-- Opening Marker --

PR #700, opened 2023-08-08
Pipeline platform cleanup

khuddlefish:
- Make resource names more consistent
- Use test images everywhere rather than build images (I don't believe we need
  the build images since they are intended for building gpdb)
- Use gpdb6 images for gpdb6 jobs and gpdb7 images for gpdb7 jobs
- Be consistent with platforms within a job
- Update jobs to run on newer platforms and gp versions
- Update default values for what we use most (rocky8, google-nvme-block-device)
- Remove several references to /opt/gcc_env.sh since that has been removed from
  newer images. It is still needed for gpdb5 images
- add back libyaml resource for build ddboost on centos6

test pipeline: https://prod.ci.gpdb.pivotal.io/teams/main/pipelines/gpbackup_platform_cleanup


AJR-VMware (approved):
This all looks great!

While we're doing all this, the only other cruft I see would be that the file is names "setup-centos-env" when we use it for every environment.  Might be worth renaming it?  I don't think it's a PR-blocker, but figured I'd mention.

-- Closing Marker --

> [Directions for this task] From the listing above, output exactly the run of lines that starts with the line containing "- Make resource names more consistent" and ends with the line containing "- Update jobs".

> [Answer section]
- Make resource names more consistent
- Use test images everywhere rather than build images (I don't believe we need
  the build images since they are intended for building gpdb)
- Use gpdb6 images for gpdb6 jobs and gpdb7 images for gpdb7 jobs
- Be consistent with platforms within a job
- Update jobs to run on newer platforms and gp versions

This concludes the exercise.